Tracking stress in pregnant women with a special device or regular checkups can prevent developmental delay in their unborn children. Such a study using artificial intelligence and an electrocardiogram (ECG) was conducted by scientists from Germany, Argentina, Canada and the United States.

“Stress affects fetal brain development and is associated with subsequent neuropsychiatric conditions such as ADHD and autism, as well as neurodegenerative disorders such as Parkinson’s and Alzheimer’s. But the question is, what do we do with this information in practice?” – said one of the co-authors of the study, Martin Frasch.
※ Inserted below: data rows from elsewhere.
PR #747, opened 2025-11-17
Orientation option for Segmented 

### LINKED ISSUE #746: [Segmented] Orientation Property
### Describe the bug

It'd be nice to see an `Orientation` property on the Segmented control.

This could be used for simpler modern navigation view styles, e.g.

Image

Or other small vertical only toolbars (my use-case), etc...

I believe this would mainly need an update to `EqualPanel` to support Orientation, and then expose that up to the parent `Segmented` control. I'm not sure what other design considerations would be needed.

Having a small icon-only based sample and a more nav-view-esque style with larger blocks with labels would be good additions for this new experience.

### Steps to reproduce

```text
N/A
```

### Expected behavior

Able to orient segmented control vertically as well.

### Screenshots

_No response_

### Code Platform

- [x] UWP
- [x] WinAppSDK / WinUI 3
- [ ] Web Assembly (WASM)
- [ ] Android
- [ ] iOS
- [ ] MacOS
- [ ] Linux / GTK

### Windows Build Number

- [ ] Other (specify)

_No response_

- [ ] Other (specify)

### Other SDK version

_No response_

### Visual Studio Version

_No response_

_No response_

### Device form factor

_No response_

### Additional context

_No response_

### Help us help you

Yes, but only if others can assist.

Avid29:
## PR Type

There is not orientation options for the Segmented control

## What is the new behavior?

Add customization options for a vertical Segmented control

## PR Checklist

### DIFF
--- a/components/Segmented/src/EqualPanel.cs
+++ b/components/Segmented/src/EqualPanel.cs
@@ -88,12 +88,9 @@ public partial class EqualPanel : Panel
             Orientation.Vertical or _ => VerticalAlignment is VerticalAlignment.Stretch && !double.IsInfinity(availableSize.Height),
         };
 
-        // Define XY coords
-        double xSize = 0, ySize = 0;
-
         // Define UV coords for orientation agnostic XY manipulation
-        var uvSize = new UVCoord(ref xSize, ref ySize, Orientation);
-        var maxItemSize = new UVCoord(ref _maxItemWidth, ref _maxItemHeight, Orientation);
+        var uvSize = new UVCoord(0, 0, Orientation);
+        var maxItemSize = new UVCoord(_maxItemWidth, _maxItemHeight, Orientation);
         double availableU = Orientation is Orientation.Horizontal ? availableSize.Width : availableSize.Height;
 
         if (stretch)
@@ -112,18 +109,14 @@ public partial class EqualPanel : Panel
             uvSize.V = maxItemSize.V;
         }
 
-        return new Size(xSize, ySize);
+        return new Size(uvSize.X, uvSize.Y);
     }
 
     /// <inheritdoc/>
     protected override Size ArrangeOverride(Size finalSize)
     {
-        // Define X and Y
-        double x = 0;
-        double y = 0;
-
         // Define UV axis
-        var pos = new UVCoord(ref x, ref y, Orientation);
+        var pos = new UVCoord(0, 0, Orientation);
         ref double maxItemU = ref _maxItemWidth;
         double finalSizeU = finalSize.Width;
         if (Orientation is Orientation.Vertical)
@@ -142,7 +135,7 @@ public partial class EqualPanel : Panel
         foreach (var child in elements)
         {
             // NOTE: The arrange method is still in X/Y coordinate system
-            child.Arrange(new Rect(x, y, _maxItemWidth, _maxItemHeight));
+            child.Arrange(new Rect(pos.X, pos.Y, _maxItemWidth, _maxItemHeight));
             pos.U += maxItemU + Spacing;
         }
         return finalSize;
@@ -162,27 +155,50 @@ public partial class EqualPanel : Panel
     /// <summary>
     /// A struct for mapping X/Y coordinates to an orientation adjusted U/V coordinate system.
     /// </summary>
-    private readonly ref struct UVCoord
+    private struct UVCoord(double x, double y, Orientation orientation)
     {
-        private readonly ref double _u;
-        private readonly ref double _v;
+        private readonly bool _horizontal = orientation is Orientation.Horizontal;
 
-        public UVCoord(ref double x, ref double y, Orientation orientation)
+        public UVCoord(Size size, Orientation orientation) : this(size.Width, size.Height, orientation)
         {
-            if (orientation is Orientation.Horizontal)
+        }
+
+        public double X { get; set; } = x;
+
+        public double Y { get; set; } = y;
+
+        public double U
+        {
+            readonly get => _horizontal ? X : Y;
+            set
             {
-                _u = ref x;
-                _v = ref y;
-            }
-            else
-            {
-                _u = ref y;
-                _v = ref x;
+                if (_horizontal)
+                {
+                    X = value;
+                }
+                else
+                {
+                    Y = value;
+                }
             }
         }
 
-        public readonly ref double U => ref _u;
+        public double V
+        {
+            readonly get => _horizontal ? Y : X;
+            set
+            {
+                if (_horizontal)
+                {
+                    Y = value;
+                }
+                else
+                {
+                    X = value;
+                }
+            }
+        }
 
-        public readonly ref double V => ref _v;
+        public readonly Size Size => new(X, Y);
     }
 }


Avid29:
So far I've added an `Orientation` property to the `EqualPanel`. I tested it (see below), but it's not actually implemented anywhere yet.

image

Avid29:
Here's an update.
image

Though this does have a slight change in the horizontal style, namely the selected indicator is centered on the full `SegmentedItem` rather than just the content. Here's what that difference looks like in practice.

Before:
image
After:
image

michael-hawker:
@niels9001 was there a reason the indicator was centered under the content only vs. the entire content? That'll only matter in Icon + Text Horizontal mode.

michael-hawker:
@Avid29 this works perfect!

image

Just slotted right into my VSM with changing the orientation and I was done! 🦙❤️ I'll take a look through the code itself in a bit.

components/Segmented/src/Segmented/Segmented.cs
```diff
@@ -154,4 +155,16 @@ private void OnSelectedIndexChanged(DependencyObject sender, DependencyProperty
...
+
+    private void OnOrientationChanged()
+    {
+        for (int i = 0; i < Items.Count; i++)
+        {
+            var container = ContainerFromIndex(i) as SegmentedItem;
+            if (container is null)
+                continue;
+
+            container.UpdateOrientation(Orientation);
```
michael-hawker:
```suggestion
            if (ContainerFromIndex(i) is SegmentedItem item)
            {
                item.UpdateOrientation(Orientation);
            }
```
Would this be simpler?

components/Segmented/src/SegmentedItem/SegmentedItem.cs
```diff
@@ -2,6 +2,8 @@
 // The .NET Foundation licenses this file to you under the MIT license.
 // See the LICENSE file in the project root for more information.
 
+using Windows.Media.Devices;
+
```
michael-hawker: Accidental namespace add?

michael-hawker (commented):
Looks pretty clean to me. @niels9001 @Arlodotexe let me know your thoughts.

components/Segmented/src/SegmentedItem/SegmentedItem.cs
Avid29: Yeah. Visual Studio really just adds whatever as I type and I often forget to even check 🤷

components/Segmented/src/Segmented/Segmented.cs
Avid29: Yeah. I have a tendency to over user guard checks...

components/Segmented/src/Segmented/Segmented.cs
```diff
@@ -22,6 +22,7 @@ public Segmented()
         this.DefaultStyleKey = typeof(Segmented);
 
         RegisterPropertyChangedCallback(SelectedIndexProperty, OnSelectedIndexChanged);
+        RegisterPropertyChangedCallback(OrientationProperty, OnSelectedIndexChanged);
```
AndrewKeepCoding: Would it make sense to extract the logic in `OnSelectedIndexChanged` into a `SaveInitialIndex` method then call it from `OnSelectedIndexChanged` and `OnOrientationChanged`?

components/Segmented/src/EqualPanel.cs
```diff
@@ -60,19 +80,39 @@ protected override Size MeasureOverride(Size availableSize)
...
+            double availableU = Orientation is Orientation.Horizontal ? availableSize.Width : availableSize.Height;
+
+            if (stretch)
             {
-                return new Size((_maxItemWidth * _visibleItemsCount) + (Spacing * (_visibleItemsCount - 1)), _maxItemHeight);
+                // Adjust maxItemU to form equal rows/columns by available U space (adjust for spacing)
+                double totalU = availableU - (Spacing * (_visibleItemsCount - 1));
+                maxItemU = totalU / _visibleItemsCount;
+
+                // Set uSize/vSize for XY result contstruction
```
AndrewKeepCoding:
```suggestion
                // Set uSize/vSize for XY result construction
```

components/Segmented/src/Segmented/Segmented.cs
Avid29: Oh, I see. Because I moved the callback to the DependencyProperty declaration. This line is entirely unnecessary.

Avid29:
This is now blocking for #752

niels9001:
image

Horizontal center alignment of the pill under the label is per design spec. But I'm fine with this change as this would align it with `NavigationView` too.

Avid29:
@niels9001 I believe I could get the pill back under the content by finagling the column layout and visual state setters, but as is now I believe it makes the default style's layout more predictable. It might even be simpler if I adjust the default `VisualState` (though they're always set, so it wouldn't change any behavior).

components/Segmented/src/EqualPanel.cs
```diff
@@ -60,19 +79,39 @@ protected override Size MeasureOverride(Size availableSize)
 
         if (_visibleItemsCount > 0)
         {
-            // Return equal widths based on the widest item
-            // In very specific edge cases the AvailableWidth might be infinite resulting in a crash.
-            if (HorizontalAlignment != HorizontalAlignment.Stretch || double.IsInfinity(availableSize.Width))
+            bool stretch = Orientation switch
```
Arlodotexe: The original code comments here need to be preserved, especially:

>  // In very specific edge cases the AvailableWidth might be infinite resulting in a crash.

Avid29:
> @niels9001 I believe I could get the pill back under the content by finagling the column layout and visual state setters, but as is now I believe it makes the default style's layout more predictable. It might even be simpler if I adjust the default `VisualState` (though they're always set, so it wouldn't change any behavior).

I looked into it. I'd forgotten that to get the pill to left align properly I had to move it outside of the `ContentHolder`. This makes it much much harder, since it's no longer a child of the grid separating the icon from the content.

niels9001:
image
 
 This also happened.. I think it's expected, and probably up to the developer to not use `Stretch` in vertical mode, right?

Avid29:
Hmm. Yeah, idk what expected behavior is there. You're definitely right that I should add options to more of the samples though.

Avid29:
> 3. Have we tested the vertical orientation with the built-in styles too? Could we add an orientation dropdown to this sample too so it's easier to validate any changes in the future?

Yes, I did think about this. I explcitly decided that the `PivotSegmentedStyle` ignores the property, though to be honest it would be quite harmless to make it stack, same as `ButtonSegmentedStyle`. Here's a screenshot with that sample option added.

image

Avid29:
> 1. Long text labels don't fit.. Maybe we should use texttrimming for this so it just ... for the chars that no longer fit?

I'd noticed this, and looked into that. The issue is `TextTrimming` is a `TextBlock` property not found on the `ContentPresenter`. I'm not sure how this can be added.

Avid29:
> 2. It feels like we need a bit more spacing vertically (maybe 4 instead of 1) by default to better differentiate what icon belongs to what label. Should we introduce a HorizontalSegmentedItemSpacing and VerticalSegmentedItemSpacing?

I fiddled with the margins a bit more, and adjusted which UIElements contain the margins to be more sensible. This is the results. Thoughts? It also fixes the long item's text being cutoff on the left.

image

Arlodotexe (dismissed):
Tested locally, all works as expected. Comments are for code cleanup and clarifications.

michael-hawker:
> > 3. Have we tested the vertical orientation with the built-in styles too? Could we add an orientation dropdown to this sample too so it's easier to validate any changes in the future?
> 
> Yes, I did think about this. I explcitly decided that the `PivotSegmentedStyle` ignores the property, though to be honest it would be quite harmless to make it stack, same as `ButtonSegmentedStyle`. Here's a screenshot with that sample option added.
> 
> image

Might as well update Pivot Style for completeness? I assume the pill would also go to the left like it does with the default style?

CI failure is due to the failing test (which I think is an external issue, needs confirmation).

niels9001:
> > 2. It feels like we need a bit more spacing vertically (maybe 4 instead of 1) by default to better differentiate what icon belongs to what label. Should we introduce a HorizontalSegmentedItemSpacing and VerticalSegmentedItemSpacing?
> 
> I fiddled with the margins a bit more, and adjusted which UIElements contain the margins to be more sensible. This is the results. Thoughts? It also fixes the long item's text being cutoff on the left.
> 
> image

Looking at your screenshot, it looks like the icon/text label are not correctly center aligned?

image

Avid29:
> > > 2. It feels like we need a bit more spacing vertically (maybe 4 instead of 1) by default to better differentiate what icon belongs to what label. Should we introduce a HorizontalSegmentedItemSpacing and VerticalSegmentedItemSpacing?
> > 
> > 
> > I fiddled with the margins a bit more, and adjusted which UIElements contain the margins to be more sensible. This is the results. Thoughts? It also fixes the long item's text being cutoff on the left.
> > image
> 
> Looking at your screenshot, it looks like the icon/text label are not correctly center aligned?
 
Hmm... This is actually really affirming to hear because I had noticed it felt off, but by all means it appears it should be symmetrical according to the code so I assumed I was just wrong. I'll look closer now and see what I can do.

Avid29:
Fixed the alignment issues. It was caused by centering the grid on the content, which would misalign the icon by 1 pixel if the content had an odd with.

I also overrode the hover margins when in the vertical state, which I has missed before.

image

components/Segmented/src/EqualPanel.cs
```diff
@@ -60,19 +79,39 @@ protected override Size MeasureOverride(Size availableSize)
...
+            {
+                Orientation.Horizontal => HorizontalAlignment is HorizontalAlignment.Stretch && !double.IsInfinity(availableSize.Width),
+                Orientation.Vertical or _ => VerticalAlignment is VerticalAlignment.Stretch && !double.IsInfinity(availableSize.Height),
+            };
+
+            // Define XY coords
+            double xSize = 0, ySize = 0;
+
+            // Define UV coords for orientation agnostic XY manipulation
+            ref double uSize = ref SelectAxis(Orientation, ref xSize, ref ySize, true);
```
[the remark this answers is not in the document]
michael-hawker: Cool, thanks for the explanation, always good to learn new stuff. 🦙❤️ Also, sometimes h easy to miss the tiny keywords. 😅

michael-hawker:
Sorry @Avid29 I should have merged maybe for the main update vs. rebase as you're working on this. Wanted to pick up the fixes for the tests to be more reliable for the CI.

Avid29:
No problem 👍

components/Segmented/src/EqualPanel.cs
```diff
@@ -32,14 +24,41 @@ public double Spacing
...
+        new PropertyMetadata(default(double), OnPropertyChanged));
+
+    /// <summary>
+    /// Backing <see cref="DependencyProperty"/> for the <see cref="Orientation"/> property.
+    /// </summary>
+    public static readonly DependencyProperty OrientationProperty = DependencyProperty.Register(
+        nameof(Orientation),
+        typeof(Orientation),
+        typeof(EqualPanel),
+        new PropertyMetadata(default(Orientation), OnPropertyChanged));
```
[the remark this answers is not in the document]
Arlodotexe: > Why does it need to be disambiguated?

Because other DP change callbacks exist in this class.

michael-hawker:
Held up by #758

michael-hawker:
Hopefully CI issues are resolved now. Think there's just a few small comments left and for @niels9001 to approve if the new style changes look good?

Avid29:
Looks like the CI is fine. The issue is just using ref fields in UWP. Hmm...

niels9001 (approved):
The visual changes look great to me :)! Thanks a lot @Avid29 !

lgztx96:
I noticed that the PR adding Orientation support to Segmented has already been merged, but I encountered issues during testing while porting this to the C++ version.

In vertical mode, the pill should be positioned on the left, but it is currently rendered below. Because the Orientation property is changed during initialization before the item is added to the container, Item state updates rely on the Orientation property change callback, so dynamically binding the ItemSource may also result in incorrect behavior.

This can be reproduced simply by setting the following XAML:
```xml
 <controls:Segmented Orientation="Vertical">
     <controls:SegmentedItem Content="Item 1" />
     <controls:SegmentedItem Content="Item 2" />
     <controls:SegmentedItem Content="Item 3" />
     <controls:SegmentedItem Content="Item 4" />
 </controls:Segmented>
```
Alternatively, set the default value of Orientation to Vertical in the sample application.

Image

Avid29:
@lgztx96 Good catch! On it.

The researchers examined whether biomarkers that indicate stress could be recognized and tracked using ECG data. High stress levels were confirmed by medical observations and measurements of maternal cortisol levels. The fetal stress index was measured by the relationship between the fetal heart rate and the woman’s heart rate.

Over the course of 12 months, the team trained the AI ​​system to link previously measured psychological, molecular, and biophysical biomarkers of maternal and fetal stress to ECG readings. As a result, the system could automatically and non-invasively track the stress level of the expectant mother.

The study involved 107 women at 32 weeks gestation: 59 were controls and 48 underwent a routine ECG to collect data indicative of stress-related biomarkers.

The scientists were able to discover biomarkers that clinicians could use to reduce maternal stress and develop an intervention plan to eliminate any physical and mental delays in unborn children.

The next step would be to use a portable device that pregnant women could wear outside of the research environment, the scientists say.

“If we knew which children are exposed to this stress in the womb, and if we could change their developmental trajectory, this would have a positive impact on the health of generations,” said Martin Frasch.